Ground glass opacities in lungs is a common finding on lung imaging which means that the normally dark lung now has ground glass in it. Ground glass is a technique in glassmaking where the surface of glass is roughened and looks white or frosted.
Ground glass on chest X-ray and CT
Ground glass is found on X-rays and CT of the lungs. Ground glass looks hazy or cloudy compared to the normal dark lung. The finding can be one small spot all the way to involve the lungs throughout on both sides. You can see the lung blood vessels and bronchi through the ground glass. There are many causes of ground glass opacity from benign and requiring no treatment all the way to cancer.
What causes ground glass attenuation in the lungs?
Ground glass opacities or attenuation forms when the alveoli or air spaces are partially filled with infection, fluid, blood, or cancer. They can also form when the air spaces of the lung collapse which is called atelectasis. Inflammation of the lung, scarring, thickening around airspaces are additional causes. The appearance on imaging, the clinical history and additional testing helps us narrow the diagnosis.

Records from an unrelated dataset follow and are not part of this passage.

PR #138, opened 2022-10-12
fix so template builds on first run

WillBeebe:
`mass bundle new` then `mass bundle build` breaks, because the template doesn't have any named examples.


coryodaniel:
Nice. Do you even need the foo fields or just a __name?

coryodaniel (approved):

WillBeebe:
> Nice. Do you even need the foo fields or just a __name?

Just a `__name`. Admittedly we could have a better default than foo, maybe `region`, `disk_size_mb` for the infra bundle template.

PR #140, opened 2022-10-31
add more to default md_metadata

WillBeebe:
Some bundles expect `md_metadta.deployment.id`. Adding this to the boilerplate for our bundle devs.


akasprzok (approved):
Super quick turnaround

Issue #278, opened 2019-08-22
Provide credentials for base image different from the image to be built


chbiel:
Hi,
i have the following setup:

Dockerfile of "child" image
```
FROM quay.io/team/base
...do something...
```

quay.io need authentication and the following would work as expected.
```
- name: docker-image-tools
    type: docker-image
    icon: docker
    source:
      repository: quay.io/team/base
      username: ((quay_username))
      password: ((quay_password))
```

Now I want to build the "child" image above, but push it to AWS ECR:
```
- name: docker-image-child
    type: docker-image
    icon: docker
    source:
      repository: account.dkr.ecr.region.amazonaws.com/child
```

When I execute that I get an error that authentication for quay.io is missing (what is basically OK).

But now the question:
Can I provide different credentials for the base image and the image to created/push? Or do i have to ensure that the base image and the target image are in the same repo?

mischcon:
I have the same issue and I am wondering why this issue does not affect many more people?


Would it somehow be possible to provide the content of the '.docker/config.json' file to the resource? This way one could craft such a config.json file that contains all needed credentials.

andrea3bianchi:
This makes this resource completely unusable when pushing to a different repository now that dockerhub pretty much requires authentication due to rate limiting as you can't authenticate to dockerhub to build the image and push to any different repository

Issue #243, opened 2018-10-10
WARNING! Your password will be stored unencrypted in /root/.docker/config.json


chrishiestand:
Using recent versions of the resource, e.g. 

```
resource_types:

- name: docker-image
  type: docker-image
  privileged: true
  source:
    repository: concourse/docker-image-resource
    tag: pr-208
```

Which contains docker version:
```
bash-4.4# docker version
Client:
 Version:           18.06.1-ce
 API version:       1.38
 Go version:        go1.11
 Git commit:        3b19bc6ba8
 Built:             Mon Sep  3 10:21:47 2018
 OS/Arch:           linux/amd64
 Experimental:      false
```

Using basic authentication we now get a docker warning in the build step:

> WARNING! Your password will be stored unencrypted in /root/.docker/config.json.
> Configure a credential helper to remove this warning. See
> https://docs.docker.com/engine/reference/commandline/login/#credentials-store

I suppose the actual security hasn't changed at all, but the warning will freak people out. This may be a compelling reason to abandon the local docker daemon approach sooner rather than later?

waswrongassembled:
Yes, the warning freaks people out! :(

vito:
> This may be a compelling reason to abandon the local docker daemon approach sooner rather than later?

Yep! I'm gonna close this out since we're already phasing out `docker-image` resource in favor of the [`registry-image` resource](https://github.com/concourse/registry-image-resource) which doesn't use a Docker daemon and doesn't have this problem.

The `docker-image` resource will live on for a while longer until concourse/rfcs#7 is done and a task can be used just as nicely instead, so until then we'll just live with these warnings for image building.

PR #317, opened 2020-11-24
Added docker_config_json paraneter

markround:
This means you can specify a full ~/.docker/config.json file to use for
authentication, which is useful to work around Docker Hub's rate-limiting.

You can pass this in (e.g. from a secrets source such as Credhub or k8s
secrets), and authenticate against multiple registries.

Also added GODEBUG="x509ignoreCN=0" env var to work around "legacy CN"
format SSL certificates warning, introduced with latest version of Go SSL
library.

### DIFF
--- a/README.md
+++ b/README.md
@@ -27,6 +27,8 @@ Note: docker registry must be [v2](https://docs.docker.com/registry/spec/api/).
 * `aws_access_key_id`: *Optional.* AWS access key to use for acquiring ECR
   credentials.
 
+* `docker_config_json` : *Optional.* The raw `config.json` file used for authenticating with Docker registries. If specified, `username` and `password` parameters will be ignored. You may find this useful if you need to be authenticated against multiple registries (e.g. pushing to a private registry, but you also also need to pull authenticate to pull images from Docker Hub without being rate-limited).
+
 * `aws_secret_access_key`: *Optional.* AWS secret key to use for acquiring ECR
   credentials.
 
--- a/assets/common.sh
+++ b/assets/common.sh
@@ -2,6 +2,9 @@ LOG_FILE=${LOG_FILE:-/tmp/docker.log}
 SKIP_PRIVILEGED=${SKIP_PRIVILEGED:-false}
 STARTUP_TIMEOUT=${STARTUP_TIMEOUT:-120}
 
+# Otherwise we get "certificate relies on legacy Common Name field"
+export GODEBUG="x509ignoreCN=0"
+
 sanitize_cgroups() {
   mkdir -p /sys/fs/cgroup
   mountpoint -q /sys/fs/cgroup || \
@@ -205,4 +208,10 @@ docker_pull() {
 
   printf "\n${RED}Failed to pull image %s.${NC}" "$1"
   return 1
+}
+
+docker_config_json_to_file() {
+  local docker_config_json="${1}"
+  mkdir -p ~/.docker
+  echo "${1}" > ~/.docker/config.json
 }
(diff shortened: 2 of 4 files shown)


markround:
This is a work-around for #278 which has recently bitten me due to Docker Hub's rate-limiting. I needed to be able to drop a raw docker `config.json` in so I can authenticate against multiple registries e.g. log into Docker Hub so I don't get rate-limited when pulling base images, but also authenticate against my target private registry.

Hope this helps someone in any case!

xtremerui:
Hi, thx for the PR. Have you tried https://github.com/concourse/registry-image-resource? We encourage users to move to `registry-image-resource` rather than adding new features to this resource type (though this PR falls between new feature and bug fix as the change is introduced from docker itself)

If that works in your case I'd rather hold on this PR since all your credetials will be stored plain text in the config file, refer to https://github.com/concourse/docker-image-resource/issues/243

markround:
@xtremerui The registry-image-resource doesn't really work for me, as it doesn't deal with building containers using public base images. Which is where I was being badly bitten by Docker Hub's rate-limiting when not authenticating as I'm behind CGNAT and presumably sharing my public IP with 100s/1000s of other users. 

I could I guess hook registry-image up to the oci-build resource but that's somewhat in flux at the moment and doesn't really offer anything at the moment over this resource as far as I can see (e.g. it still requires `privileged: true`, although I think that's planned to change in the future). 

I understand the hesitation to merge given the config file being written to disk, but then as far as I understand it, that's still what happens with the "docker login" approach. Although I agree it's not best practice to leave credentials floating around on disk. 

I'm fine with whatever you choose to do though :) 

The fact that this PR exists and is linked in the associated issue is enough for me, hopefully it'll help someone else with a workaround in the worst-case scenario.

README.md
```diff
@@ -27,6 +27,8 @@ Note: docker registry must be [v2](https://docs.docker.com/registry/spec/api/).
 * `aws_access_key_id`: *Optional.* AWS access key to use for acquiring ECR
   credentials.
 
+* `docker_config_json` : *Optional.* The raw `config.json` file used for authenticating with Docker registries. If specified, `username` and `password` parameters will be ignored. You may find this useful if you need to be authenticated against multiple registries (e.g. pushing to a private registry, but you also also need to pull authenticate to pull images from Docker Hub without being rate-limited).
```
xtremerui, line 30:
```suggestion
* `docker_config_json` : *Optional.* The raw `config.json` file used for authenticating with Docker registries. If specified, `username` and `password` parameters will be ignored. You may find this useful if you need to be authenticated against multiple registries (e.g. pushing to a private registry, but you also need to pull authenticate to pull images from Docker Hub without being rate-limited).
```

assets/out
```diff
@@ -52,7 +53,12 @@ start_docker \
 	"${max_concurrent_uploads}" \
 	"$insecure_registries" \
 	"$registry_mirror"
-log_in "$username" "$password" "$registry"
+  
+if [ -z "$docker_config_json" ]; then
+  log_in "$username" "$password" "$registry"
+else
+  docker_config_json_to_file "$docker_config_json"
+fi
```
xtremerui, line 61: Could you add an out test to cover this feature?

assets/common.sh
```diff
@@ -2,6 +2,9 @@ LOG_FILE=${LOG_FILE:-/tmp/docker.log}
 SKIP_PRIVILEGED=${SKIP_PRIVILEGED:-false}
 STARTUP_TIMEOUT=${STARTUP_TIMEOUT:-120}
 
+# Otherwise we get "certificate relies on legacy Common Name field"
+export GODEBUG="x509ignoreCN=0"
```
xtremerui, line 6: In what user case that you need this env var? Are you seeing the error when check/in/out?

From what I understand in this resource, only the check cmd is using Go, so in/out that uses bash script should not be affected?

PR #323, opened 2021-01-22
Output contents of log file on error

bartlettt:
This PR outputs the contents of the log file to console in the event docker fails to start. A lot of my users are having issues with docker starting, and troubleshooting is difficult without this information. The containers have often been garbage collected by the time I come to investigate.

Signed-off-by: Tom Bartlett <tom.bartlett@spire.com>

### DIFF
--- a/assets/common.sh
+++ b/assets/common.sh
@@ -94,7 +94,7 @@ start_docker() {
   trap stop_docker EXIT
 
   if ! timeout ${STARTUP_TIMEOUT} bash -ce 'while true; do try_start && break; done'; then
-    cat "${LOG_FILE}"
+    [ -f "$LOG_FILE" ] && cat "${LOG_FILE}"
     echo Docker failed to start within ${STARTUP_TIMEOUT} seconds.
     return 1
   fi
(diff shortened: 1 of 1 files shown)


vito (approved):
makes sense - thanks!

vito:
Looks like this causes the tests to hang because they set `LOG_FILE` to `/dev/stderr`, and `cat /dev/stderr` will get stuck. I'm putting together a PR to set it to a tempfile instead.

assets/common.sh
```diff
@@ -94,6 +94,7 @@ start_docker() {
   trap stop_docker EXIT
 
   if ! timeout ${STARTUP_TIMEOUT} bash -ce 'while true; do try_start && break; done'; then
+    cat "${LOG_FILE}"
```
vito, line 97:
```suggestion
    [ -f "$LOG_FILE" ] && cat "${LOG_FILE}"
```

vito (changes requested):
Actually, that fails because the tests actually test against the output written to `/dev/stderr`.

Maybe this could just defend against catting a non-file instead?

vito:
Thanks!

PR #331, opened 2021-03-30
Add support for securely passing ssh identity to docker build

ericb-summit:
Some Dockerfile builds require ssh authentication to perform some operations.  Most notably pulling dependencies from private repos.  To avoid leaking the ssh credentials in the build layers, docker buildkit supports the `--ssh default` argument which does a pass-thru of the ssh-agent socket from the host to the builder.  This PR defines a new parameter `ssh_identity` and if set, it temporarily spawns an `ssh-agent` during the docker build.


xtremerui:
Hi could you add a out test in tests/out_test.go if possible?

JasonDictos:
This fix has been re-implemented here: https://github.com/concourse/docker-image-resource/pull/364

PR #332, opened 2021-03-30
Fix broken interaction of BUILDKIT and docker ecr_login plugin

ericb-summit:
When running within docker-in-docker context, and more specifically in this resource, and only when buildkit is enabled, there is an issue with the aws `ecr_login` authenticator plugin of docker.  Specifically, it gets confused and tries to authenticate attempts to fetch from non-ECR registries.  It then gives up errors such as "xxx... is not a valid repository URI for Amazon Elastic Container Registry" for layers from say, docker hub, and the `docker build` fails.

Fortunately, there is already code in `assets/out:242` which does an explicit pull for base images from ECR, if any, which means, the `docker build` step doesn't actually need the `ecr_login` plugin.

This PR removes the `ecr_login` plugin while calling `docker build`, and then puts it back immediately after.

I have tested that pushing to ECR still works after this patch, so the plugin still works.

### DIFF
--- a/assets/common.sh
+++ b/assets/common.sh
@@ -118,7 +118,9 @@ log_in() {
     echo "${password}" | docker login -u "${username}" --password-stdin ${registry}
   else
     mkdir -p ~/.docker
-    echo '{"credsStore":"ecr-login"}' >> ~/.docker/config.json
+    touch ~/.docker/config.json
+    # This ensures the resulting JSON object remains syntactically valid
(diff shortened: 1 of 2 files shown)


taylorsilva (approved):
I'm not able to test because I don't have access to an AWS infra. LGTM though as a minor fix and seems it won't break existing workflows if I understand your comment correctly.

PR #333, opened 2021-04-17
Expand build args in FROM computation

xguerin:
Expands build args used in `FROM` statements before the ECR pattern match.

It enables the following to work with ECR repositories:
```dockerfile
ARG REGISTRY
ARG NAMESPACE
FROM ${REGISTRY}/${NAMESPACE}/some-image
```

It uses `echo -E` to handle cases where build arg values contain escape sequences.

### DIFF
--- a/assets/out
+++ b/assets/out
@@ -172,9 +172,9 @@ elif [ -n "$build" ]; then
     fi
   done
 
-  build_arg_keys=($(echo "$build_args" | jq -r 'keys | join(" ")'))
-  if [ "${#build_arg_keys[@]}" -gt 0 ]; then
-    for key in "${build_arg_keys[@]}"; do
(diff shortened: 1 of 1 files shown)


EstebanFS:
Hey thanks for the PR, is there any reason why you are not using the [OCI build task](https://github.com/vito/oci-build-task) + the [registry image resource](https://github.com/concourse/registry-image-resource)? We want to understand your use-case because we want to deprecate this resource eventually. Is this something that could be added to one or both of those resource/task images?

xguerin:
Hi, thanks for the pointers. I was not aware of these resources. They may very well be addressing my use-case. I'll check them out and get back to you.

taylorsilva:
@xguerin Hey, wondering if the OCI build task + registry image were able to meet your requirements?

taylorsilva:
Closing because there's been no update.

PR #336, opened 2021-05-27
Skip cgroup sanitization for cgroup v2

rroohhh:
On cgroup v2 systems (like fedora v31+) the cgroup sanitization will fail with a error message like
```
mount: /sys/fs/cgroup/cpuset: cgroup already mounted on /sys/fs/cgroup.
```

(The exact mountpoint probably depends on the available cgroups).

This simply bails out, as this mounting is no longer necessary with cgroup v2.

This was tested on a cgroup v2 system using a containerd runner.


vito:
This resource type is deprecated but not fully phased out yet, and this change seems innocuous, so I'll just merge it in. Thanks!

PR #338, opened 2021-07-07
Add image labels to metadata

martinxsliu:
This PR adds the image's labels as a comma separated string to the version's metadata. Labels contain valuable metadata and in our case we encode information about the git commit that produced the image. This is useful information to display in the UI when viewing the build logs as well as the version list page when users they can use the labels to enable/disable/pin versions.

I have tested that the `$labels` variable contains the correct comma separated string when there are labels (see screenshot) and is an empty string when there are not.

image

### DIFF
--- a/assets/in
+++ b/assets/in
@@ -76,6 +76,7 @@ if [ "$skip_download" = "false" ]; then
 
   echo "$image_id" > ${destination}/image-id
   docker inspect $image_id > ${destination}/docker_inspect.json
+  labels="$(cat ${destination}/docker_inspect.json | jq -r '.[0].Config.Labels // {} | to_entries | map("\(.key)=\(.value)") | join(", ")')"
 
   docker run \
     --cidfile=/tmp/container.cid \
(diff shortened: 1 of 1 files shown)


assets/in
```diff
@@ -76,6 +76,7 @@ if [ "$skip_download" = "false" ]; then
 
   echo "$image_id" > ${destination}/image-id
   docker inspect $image_id > ${destination}/docker_inspect.json
+  labels="$(cat ${destination}/docker_inspect.json | jq -r '.[0].Config.Labels // {} | to_entries | map("\(.key)=\(.value)") | join(", ")')"
```
xtremerui, line 79: what happens if the jq parsing encounters problem ? would it be always make labels empty only?

Could you add a test to make sure all cases are considered so it wont errored out?

xtremerui (commented):
Hi thx for the PR. This resource is depracated in favor of registry-image-resource. Ideally we don't want to pull in new feature here. Have you tried using registry-image-resource to archieve the same thing?

taylorsilva:
Closing since author never followed up on Rui's comment

PR #343, opened 2022-03-10
fixing docker login issue due 2 logins we are performing during put

niharbabu99:
When we are building and pushing a docker image via the resource we faced login error issue. Up on investigation it is something related to this [ISSUE](https://github.com/docker/hub-feedback/issues/1250). As per the issue, it says login fails for 2 reasons. 1. Due to password having special chars and 2. login is happening V2 [this gets solved via logout and login again].

As per the analysis I have done, looks like first [login](https://github.com/concourse/docker-image-resource/blob/master/assets/out#L55) is happening/happened via V1 and during second [login](https://github.com/concourse/docker-image-resource/blob/master/assets/out#L250) it tried via V2 and failure is seen.

image

image

image

image

sometime I am seeing the issue while performing get after successful PUT or at first login of the PUT. 
Though the containers used for PUT and GET are different, somehow there is login that happened already in these containers and it ends up in failing as it tries to login as part in/out script.

Failure for GET image post PUT
image

Failure for First Login for PUT
image

I think doing a logout before logging in is a safe option to avoid this situation. 

Request you to review and merge this PR.

### DIFF
--- a/assets/common.sh
+++ b/assets/common.sh
@@ -117,7 +117,7 @@ log_in() {
   local username="$1"
   local password="$2"
   local registry="$3"
-
+  docker logout
   if [ -n "${username}" ] && [ -n "${password}" ]; then
     echo "${password}" | docker login -u "${username}" --password-stdin ${registry}
   else


niharbabu99:
@xtremerui can you please review this and get it merged. Its blocking us currently.

xtremerui:
Originally I think if we can tell whether docker has already logged on a registry then we could avoid doing logout/login again. But it seems like there is no an easy and clean way for that cross docker version, platform and OS.

Since we have creds available already, doing a `docker logout` seems reasonable.

@niharbabu99 have you tried building a docker-image-resource image with this PR first to solve your issue?

niharbabu99:
> Originally I think if we can tell whether docker has already logged on a registry then we could avoid doing logout/login again. But it seems like there is no an easy and clean way for that cross docker version, platform and OS.
> 
> Since we have creds available already, doing a `docker logout` seems reasonable.
> 
> @niharbabu99 have you tried building a docker-image-resource image with this PR first to solve your issue?

I haven't done that. If you want me to build a docker-image-resource and test it, I can do it and come back,

niharbabu99:
> @niharbabu99 please do if possible. I haven't noticed this error in our own CI so I would like to verify it will fix your issue.

I have validated my changes in our CI pipeline and I am not seeing any login error post my fix. I have run it multiple times and all the build starting from 60 are run with the docker-image I have created.
image

xtremerui (approved):

xtremerui:
Thank you for the PR.

PR #345, opened 2022-06-17
add support for authenticating to additional docker registries

mstandley-tempus:
This PR adds a new optional config parameter `additional_private_registries`, which allows a pipeline to authenticate to multiple docker registries.  

This is useful when trying to build a Dockerfile that depends on an image that is only available from a private registry, which is separate from the registry where the resulting docker image will be published.  For example, pulling from a private 3rd party docker registry and publishing to an internal docker registry, or transitioning to a new docker registry while still allowing pulls from an old docker registry.  

I have built this resource locally and tested it with our Concourse, per the instructions in the README.  When specifying additional registries, the resource successfully authenticated to all of them, and published the image as expected.  The resource still works as expected when no additional registries are configured.  

My only concern is with the workaround to the dockerhub login problem, introduced in https://github.com/concourse/docker-image-resource/pull/343.  This change always runs `docker logout` prior to calling `docker login`, which prevents `additional_private_registries` from working.  So, I read the PR and the linked issue carefully, and I think I've come up with a more surgical way of using `docker logout` to work around the problem without removing the credentials set by `additional_private_registries`.  However, I can't reproduce that issue in the first place, so I can't be sure that this workaround is still effective for people who face this problem with dockerhub.  

Other than that, I think this change is ready to go!  Thanks for reading my pull-request!

### DIFF
--- a/assets/common.sh
+++ b/assets/common.sh
@@ -118,12 +118,6 @@ log_in() {
   local password="$2"
   local registry="$3"
 
-  # workaround for docker hub login problem https://github.com/concourse/docker-image-resource/pull/343 https://github.com/docker/hub-feedback/issues/1250
-  if [[ -z ${registry} ]]; then
-    # if $registry is empty, that implies that we are trying to auth to docker hub, and we need this workaround
-    docker logout https://index.docker.io/v1/
-  fi
-
   if [ -n "${username}" ] && [ -n "${password}" ]; then
     echo "${password}" | docker login -u "${username}" --password-stdin ${registry}
   else
--- a/assets/common.sh
+++ b/assets/common.sh
@@ -117,7 +117,13 @@ log_in() {
   local username="$1"
   local password="$2"
   local registry="$3"
-  docker logout
+
+  # workaround for docker hub login problem https://github.com/concourse/docker-image-resource/pull/343 https://github.com/docker/hub-feedback/issues/1250
+  if [[ -z ${registry} ]]; then
+    # if $registry is empty, that implies that we are trying to auth to docker hub, and we need this workaround
+    docker logout https://index.docker.io/v1/
+  fi
+
   if [ -n "${username}" ] && [ -n "${password}" ]; then
     echo "${password}" | docker login -u "${username}" --password-stdin ${registry}
   else
--- a/README.md
+++ b/README.md
@@ -24,6 +24,23 @@ Note: docker registry must be [v2](https://docs.docker.com/registry/spec/api/).
 
 * `password`: *Optional.* The password to use when authenticating.
 
+* `additional_private_registries`: *Optional.* An array of objects with the
+  following format:
+
+  ```yaml
+  additional_private_registries:
+  - registry: example.com/my-private-docker-registry
+    username: my-username
+    password: ((my-secret:my-secret))
+  - registry: example.com/another-private-docker-registry
+    username: another-username
+    password: ((another-secret:another-secret))
+  ```
+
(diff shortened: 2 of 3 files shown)


mstandley-tempus:
> > Greetings @niharbabu99! Will this change to your `docker logout` workaround be OK?
> 
> Looks good to me.

Thank you!

assets/common.sh
```diff
@@ -117,7 +117,13 @@ log_in() {
   local username="$1"
   local password="$2"
   local registry="$3"
-  docker logout
+
+  # workaround for docker hub login problem https://github.com/concourse/docker-image-resource/pull/343 https://github.com/docker/hub-feedback/issues/1250
+  if [[ -z ${registry} ]]; then
+    # if $registry is empty, that implies that we are trying to auth to docker hub, and we need this workaround
+    docker logout https://index.docker.io/v1/
```
xtremerui, line 124: Do you have a reference of the docker hub URL for log out?  How about v2?

mstandley-tempus: Alternatively, we can consider removing the 2nd `docker login` call here: https://github.com/concourse/docker-image-resource/blob/688f57658d1b187739ea407b784751a055794cc0/assets/out#L250

I think this was added in this PR https://github.com/concourse/docker-image-resource/pull/332/files

If I understand this right, we have to remove `credsStore` from `~/.docker/config.json` before running `docker build` to get the build to proceed if ECR credentials are specified.  When the build is over, we want to restore the credentials to `~/.docker/config.json`, so we run `docker login` again to do that.  It is during this 2nd docker login that we get the bad behavior for which the https://github.com/concourse/docker-image-resource/pull/343 workaround is needed.

But, wouldn't it be more expedient to run `cp ~/.docker/config.json ~/.docker/config.json.bak` before `docker build` and `mv ~/.docker/config.json.bak ~/.docker/config.json` to restore the credentials instead of running `docker login` again?

mstandley-tempus: Greetings @ericb-summit! I have a question about your PR https://github.com/concourse/docker-image-resource/pull/332.

I want to avoid calling `docker login` a 2nd time.  Do you think it would work to backup `~/.docker/config.json` prior to removing `credsStore` then restore it after `docker build` finishes?

ericb-summit: It should work.  I did my PR as I did to minimize the changes to the code base.  The `config.json` after logout + login should be exactly as it was before, because the way `docker login` stores creds is mind-numbingly dumb; just `base64(user:pass)` in the relevant `auths` section of `config.json`.

mstandley-tempus: > It should work. I did my PR as I did to minimize the changes to the code base. The `config.json` after logout + login should be exactly as it was before, because the way `docker login` stores creds is mind-numbingly dumb; just `base64(user:pass)` in the relevant `auths` section of `config.json`.

Thank you for confirming that for me!

mstandley-tempus: I'm marking this conversation as resolved, because the line that needed a reference has been removed.  The docker logout workaround is no longer needed, because the 2nd docker login has been removed.

mstandley-tempus:
I've repeated my tests after the latest change in b45b9daae8a15b59caaa9ed00d53ca03994e9993 removing `docker logout` and removing the 2nd `docker login` that precipitated the need for it.  Everything still seems to be working as expected!

xtremerui (approved):
LGTM! Thx!

pc-jedi:
@xtremerui @niharbabu99  Could you create a new release containing that feature?

PR #352, opened 2023-02-17
fix additional_private_registries on alpine

mstandley-tempus:
The `additional_private_registries` parameter (from this PR: https://github.com/concourse/docker-image-resource/pull/345)  is broken when when this resource type is built using the alpine linux Dockerfile, but it works as intended using the ubuntu Dockerfile.  

The reason for this is because alpine's `base64` doesn't accept `--decode`.  Both ubuntu and alpine understand `-d`, so let's change it to pass that instead.  

Crucially, the docker-image resource type bundled with concourse is built from the alpine Dockerfile, so `additional_private_registries` will not work until this is merged, released, and bundled into a new version of concourse.

### DIFF
--- a/assets/out
+++ b/assets/out
@@ -59,9 +59,9 @@ additional_private_registries_base64=$(jq -r '.source.additional_private_registr
 
 # authenticate to additional registries (if any)
 for base64_line in ${additional_private_registries_base64}; do
-  additional_registry=$(echo $base64_line | base64 --decode | jq -r '.registry')
-  additional_username=$(echo $base64_line | base64 --decode | jq -r '.username')
-  additional_password=$(echo $base64_line | base64 --decode | jq -r '.password')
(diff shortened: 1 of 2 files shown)


mstandley-tempus:
@xtremerui can you please review my PR?

xtremerui:
Hi thank you for the PR. Is it possbile to add a test here https://github.com/concourse/docker-image-resource/blob/fff93fbac057429f8a0d80d6dba583ed199e8405/tests/out_test.go#L273?

mstandley-tempus:
> Hi thank you for the PR. Is it possbile to add a test here?
> 
> https://github.com/concourse/docker-image-resource/blob/fff93fbac057429f8a0d80d6dba583ed199e8405/tests/out_test.go#L273

yes @xtremerui -- added!

xtremerui (approved):
LGTM!

PR #360, opened 2023-08-24
fix: missing Docker buildx plugin

### LINKED ISSUE #359: docker_buildkit doesn't work?
### Describe the bug

I've enabled `docker_buildkit: 1` in the `put` step of a `docker-image` resource in my pipeline config and getting the following error:

```
ERROR: BuildKit is enabled but the buildx component is missing or broken.
       Install the buildx component to build images with BuildKit:
       https://docs.docker.com/go/buildx/
```

If I `fly hijack` the container and run `apt-get update` and `apt-get install docker-buildx-plugin` this makes the error go away, which suggests to me the plugin is missing from the docker image.

Looking at the [Dockerfile in this repo I see that it installs docker but not the plugin](https://github.com/concourse/docker-image-resource/blob/master/Dockerfile#L45), so it might be as simple as adding it to the list of things to install? I'm under the assumption this is the image the `put` step runs in, but it's highly possible I have a flawed mental model of what is happening though as I'm still getting my head around how all the various pieces fit together.

### Reproduction steps

1. Add `docker_buildkit: 1` to the `params` in the `put` step of a docker-image resource
2. Set the pipeline changes
3. Try and run the pipeline

### Expected behavior

The put step works with `docker_buildkit: 1` enabled

### Additional context

_No response_

TheDevMinerTV:
This fixes #359 by just installing the Docker Buildx plugin.


xtremerui (approved):
Thank you for the fix. Not sure why the original PR that introduced the param in put step didn't include this. It might be that buildx was later extracted out from docker itself so now it needs to be exclusively installed?

PR #1186, opened 2015-07-29
Fix finding of Google Play certificate

rosen-vladimirov:
When building for Android AppStore, Google requires min endDate of the certificate to be 23 October 2033. When you have certificate expiring exactly at this date, CLI does not use it and tells you that it cannot find applicable store certificate.
The problem is that our constant for MIN expiration date of the certificate is created with Date only. This creates new Date object with specified date, but the hours in the object depend on the current timezone, so for BG it is set to 3:00:00. So when we validate the certificates expiring at 00:00:00 on 23 October 2033, we do not use them as they are not matching the MIN expiration date.

Fixes http://teampulse.telerik.com/view#item/298197


Fatme:
:+1:  after green

rosen-vladimirov:
run ci

rosen-vladimirov:
run ci

rosen-vladimirov:
run ci

PR #1190, opened 2015-08-03
Modify test infrastrucure

rosen-vladimirov:
As common lib is a separate npm package, it has its own tests, that must be run when executing `grunt test` or `npm test` in icenium-cli. Modify test command in package.json in order to run the tests. Change Gruntfile.js in order to ignore/build the correct typescript files in common lib.
Add Bluebird as dependency as it is required for common lib. Update mocha version. Remove `chai` and `mocha` definitions as they are part of common lib now.
Remove yok tests as they are part of common lib now.

Part of http://teampulse.telerik.com/view#item/294238 and http://teampulse.telerik.com/view#item/294240


package.json
```diff
@@ -51,6 +52,7 @@
     "marked-terminal": "1.4.0",
     "minimatch": "2.0.4",
     "mkdirp": "0.3.5",
+    "mocha": "2.2.5",
```
teobugslayer: mocha is both in dependencies and devDependencies with different versions. Which one is correct?

rosen-vladimirov: 2.2.5, I've fixed this :)

rosen-vladimirov:
run ci

Gruntfile.js
```diff
@@ -36,6 +36,16 @@ module.exports = function(grunt) {
 		dateString: now.substr(0, now.indexOf("T")),
 
 		pkg: grunt.file.readJSON("package.json"),
+		commonDtsFileCreation: grunt.file.write(require("path").join("lib", "common", ".d.ts"), ""),
```
teobugslayer: I think you can just do `"lib/common/.d.ts"` - it should work on Windows as well.

Gruntfile.js
```diff
@@ -36,6 +36,16 @@ module.exports = function(grunt) {
...
+		
+		// When there are node_modules inside lib\common directory, CLI behaves incorrectly, so delete this dir.
+		removeCommonNodeModules: require("rimraf")(require("path").join("lib", "common", "node_modules"), function(err) {
```
teobugslayer: You can either concat the path to a single string, or require path and use it everywhere.

Gruntfile.js
rosen-vladimirov: I prefer to use path.join

teobugslayer:
:+1:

Ground glass opacity causes
In practice, ground glass opacification of lungs is most common with infections, fluid or edema in the lungs, interstitial diseases, drug toxicity and cancer. The appearances of these conditions vary and the clinical history can be very important to differentiate the conditions. Many diseases that have ground glass can have additional abnormalities which help with the diagnosis as well.
Diffuse ground glass opacities
Fluid or bleeding in lungs
Diffuse ground glass opacities throughout the lungs has a more limited set of possibilities. Most commonly I see this with fluid or edema in the lungs. This is most common from heart conditions but has other non heart related causes as well. Bleeding throughout the lungs can cause diffuse ground glass opacities.
Infections of the lungs
ground glass opacities or patchy ground glass opacities can be found in infections. COVID infection is the most common cause of diffuse ground glass opacities in the current pandemic. Patients who’s immune system is compromised can have other infections like pneumocystis pneumonia or CMV.
Acute respiratory distress syndrome
This is damage to the lungs which can occur from lung causes and those outside the lungs. Infections of the lungs, smoke inhalation and near drowning are some causes from lung injury. Causes that are not related to the lungs can include burns, trauma, pancreatitis and shock. The damage to the lung results in fluid accumulation. The condition is serious and leads to respiratory failure, chronic scarring of lungs and possible death.
Less common causes of diffuse or multi focal ground glass
Less common causes of diffuse ground glass can include lung disease from allergic lung disease or an external agent called hypersensitivity pneumonitis. Interstitial pneumonias of unknown cause can lead to diffuse ground glass opacities. Drug toxicity can cause diffuse ground glass opacities. Connective tissue diseases like scleroderma and rheumatoid can cause ground glass opacities.
Focal ground glass opacity
A smaller area of ground glass can also be caused by some of the conditions outlined above.
Additionally, cancer can sometimes look like a focal area of ground glass. Particularly adenocarcinoma of lung or lesions which have cancerous potential.
Infections described above can also be limited to a smaller part of the lung. One example is fungal infection with aspergillosis.
Bruising of the lung called contusion can look like a ground glass opacity.
Smaller areas of scarring can look ground glass. This is commonly seen by the spine in the lower lungs when there is arthritis.
Ground glass opacities opacities in lungs therefore look hazy, like frosted glass. They can be in one spot or involve the lungs throughout. The appearance, clinical history and other testing is critical to arriving at a diagnosis. Ground glass opacities can range from benign and requiring no treatment all the way to life threatening conditions. The radiologist will often provide a diagnosis he thinks is most likely in the report.